*** DATA FOR ANALYSIS ***

PR #7804, opened 2019-05-21
Move VERSION inside ./src

bcardiff:
Move VERSION inside ./src due to https://github.com/crystal-lang/crystal/pull/7784#issuecomment-494387548 

Fixes https://github.com/crystal-lang/distribution-scripts/issues/35
Fixes https://github.com/crystal-lang/crystal/issues/7602
Closes https://github.com/crystal-lang/crystal/pull/7784


bin/ci
```diff
@@ -98,7 +98,7 @@ prepare_build() {
 
 verify_version() {
   # If building a tag, check it matches with file
-  FILE_VERSION=`cat VERSION`
+  FILE_VERSION=`cat ./src/VERSION`
```
j8r:
```suggestion
  FILE_VERSION="$(cat ./src/VERSION)"
```

asterite: Why?

asterite: I mean, it was using backticks before and it was working fine. Why risk changing it to something that apparently works the same but might break in some other subtle ways?

oprypin: Even if it is a positive change, I would keep it separate from this PR as unrelated.

bcardiff: Ok, commit removed.

RX14:
:heart:

j8r:
Any reason why the version isn't directly a constant inside the code?

asterite:
I was thinking the same thing. In fact, everything was good before introducing this file.

However, I think having it in a separate file makes the commit history for other files a bit cleaner.

oprypin:
But why not have it in a *separate* *source file*? Isn't it best of both worlds?

asterite:
Yes, I think that makes sense. I think (but I don't know) the idea of the VERSION file was also to have it in the root directory so it's visible, but we even lost that. At this point I think it should be in code (except that it's a bit harder to read externally).

j8r:
It can have a file with only `Crystal::VERSION = "0.28.0"`, then require it.
Easy to parse for other tools outside Crystal, too.

PR #7811, opened 2019-05-22
Fix record macro with inheritance

asterite:
This didn't work:

```crystal
abstract struct Base; end

record Point < Base, x = 0, y = 0

Point.new(1, 2).clone
```

But with this PR it does.


oprypin:
Could add a code sample as a test that this works

PR #7812, opened 2019-05-22
Compiler: fix extend from generic types

### LINKED ISSUE #7167: Extending a module doesn't work for generics
This works fine (https://carc.in/#/r/5qsl):

```crystal
module Foo
  def foo
  end
end

class String
  extend Foo
end

pp! String.foo # => nil
```

But this fails (https://carc.in/#/r/5qsm):

```crystal
module Foo
  def foo
  end
end

class Array(T)
  extend Foo
end

pp! Array(Int32).foo
# undefined method 'foo' for Array(Int32).class
```

And also this (https://carc.in/#/r/5qsn):

```crystal
module Foo(T)
  def foo
  end
end

class Array(T)
  extend Foo(T)
end

pp! Array(Int32).foo
# undefined method 'foo' for Array(Int32).class
```

asterite:
Fixes #7167

### DIFF
--- a/spec/compiler/semantic/module_spec.cr
+++ b/spec/compiler/semantic/module_spec.cr
@@ -1304,4 +1304,52 @@ describe "Semantic: module" do
       ),
       "no overload matches"
   end
+
+  it "extends module from generic class and calls class method (#7167)" do
+    assert_type(%(
+      module Foo
+        def foo
+          1
+        end
+      end
+
+      class Gen(T)
+        extend Foo
+      end
+
+      Gen(Int32).foo
+      )) { int32 }
+  end
+
+  it "extends generic module from generic class and calls class method (#7167)" do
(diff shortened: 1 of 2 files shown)


wontruefree:
I don't know if this belongs in this PR but why would parents return a `nil`.  Seems like if all classes return an array of `Types` and you call `parents` on a class will no parents you should get an empty array.

asterite:
@wontruefree It's a good observation. I think I did it like that to avoid creating an empty array. But it probably makes sense to return an empty array in the default case because that will never be called, except for Object. I'll try it later (in a separate PR).

asterite:
Actually a module has no parents by default. I don't think I'll make this change for now.

wontruefree:
sounds good.  I was just making an observation.

PR #7815, opened 2019-05-23
Compiler: don't virtualize types in Union(...)

### LINKED ISSUE #7814: JSON serialization issue when inheriting from Array
If you create a class that inherits from an Array, and you override the `initialize` method, regardless of that class being used, it will throw errors with serialization.

```crystal
class Collection < Array(String)
  def initialize
    super
  end
end

require "json"

class Foo
  include JSON::Serializable

  property bar : Array(String)
end

Foo.from_json(%({"bar": ["a"]}))
```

***

_ACTION ITEM:_ Write out all of the records above exactly as they appear.

_SOLVED EXERCISE:_
PR #7804, opened 2019-05-21
Move VERSION inside ./src

bcardiff:
Move VERSION inside ./src due to https://github.com/crystal-lang/crystal/pull/7784#issuecomment-494387548 

Fixes https://github.com/crystal-lang/distribution-scripts/issues/35
Fixes https://github.com/crystal-lang/crystal/issues/7602
Closes https://github.com/crystal-lang/crystal/pull/7784


bin/ci
```diff
@@ -98,7 +98,7 @@ prepare_build() {
 
 verify_version() {
   # If building a tag, check it matches with file
-  FILE_VERSION=`cat VERSION`
+  FILE_VERSION=`cat ./src/VERSION`
```
j8r:
```suggestion
  FILE_VERSION="$(cat ./src/VERSION)"
```

asterite: Why?

asterite: I mean, it was using backticks before and it was working fine. Why risk changing it to something that apparently works the same but might break in some other subtle ways?

oprypin: Even if it is a positive change, I would keep it separate from this PR as unrelated.

bcardiff: Ok, commit removed.

RX14:
:heart:

j8r:
Any reason why the version isn't directly a constant inside the code?

asterite:
I was thinking the same thing. In fact, everything was good before introducing this file.

However, I think having it in a separate file makes the commit history for other files a bit cleaner.

oprypin:
But why not have it in a *separate* *source file*? Isn't it best of both worlds?

asterite:
Yes, I think that makes sense. I think (but I don't know) the idea of the VERSION file was also to have it in the root directory so it's visible, but we even lost that. At this point I think it should be in code (except that it's a bit harder to read externally).

j8r:
It can have a file with only `Crystal::VERSION = "0.28.0"`, then require it.
Easy to parse for other tools outside Crystal, too.

PR #7811, opened 2019-05-22
Fix record macro with inheritance

asterite:
This didn't work:

```crystal
abstract struct Base; end

record Point < Base, x = 0, y = 0

Point.new(1, 2).clone
```

But with this PR it does.


oprypin:
Could add a code sample as a test that this works

PR #7812, opened 2019-05-22
Compiler: fix extend from generic types

### LINKED ISSUE #7167: Extending a module doesn't work for generics
This works fine (https://carc.in/#/r/5qsl):

```crystal
module Foo
  def foo
  end
end

class String
  extend Foo
end

pp! String.foo # => nil
```

But this fails (https://carc.in/#/r/5qsm):

```crystal
module Foo
  def foo
  end
end

class Array(T)
  extend Foo
end

pp! Array(Int32).foo
# undefined method 'foo' for Array(Int32).class
```

And also this (https://carc.in/#/r/5qsn):

```crystal
module Foo(T)
  def foo
  end
end

class Array(T)
  extend Foo(T)
end

pp! Array(Int32).foo
# undefined method 'foo' for Array(Int32).class
```

asterite:
Fixes #7167

### DIFF
--- a/spec/compiler/semantic/module_spec.cr
+++ b/spec/compiler/semantic/module_spec.cr
@@ -1304,4 +1304,52 @@ describe "Semantic: module" do
       ),
       "no overload matches"
   end
+
+  it "extends module from generic class and calls class method (#7167)" do
+    assert_type(%(
+      module Foo
+        def foo
+          1
+        end
+      end
+
+      class Gen(T)
+        extend Foo
+      end
+
+      Gen(Int32).foo
+      )) { int32 }
+  end
+
+  it "extends generic module from generic class and calls class method (#7167)" do
(diff shortened: 1 of 2 files shown)


wontruefree:
I don't know if this belongs in this PR but why would parents return a `nil`.  Seems like if all classes return an array of `Types` and you call `parents` on a class will no parents you should get an empty array.

asterite:
@wontruefree It's a good observation. I think I did it like that to avoid creating an empty array. But it probably makes sense to return an empty array in the default case because that will never be called, except for Object. I'll try it later (in a separate PR).

asterite:
Actually a module has no parents by default. I don't think I'll make this change for now.

wontruefree:
sounds good.  I was just making an observation.

PR #7815, opened 2019-05-23
Compiler: don't virtualize types in Union(...)

### LINKED ISSUE #7814: JSON serialization issue when inheriting from Array
If you create a class that inherits from an Array, and you override the `initialize` method, regardless of that class being used, it will throw errors with serialization.

```crystal
class Collection < Array(String)
  def initialize
    super
  end
end

require "json"

class Foo
  include JSON::Serializable

  property bar : Array(String)
end

Foo.from_json(%({"bar": ["a"]}))
```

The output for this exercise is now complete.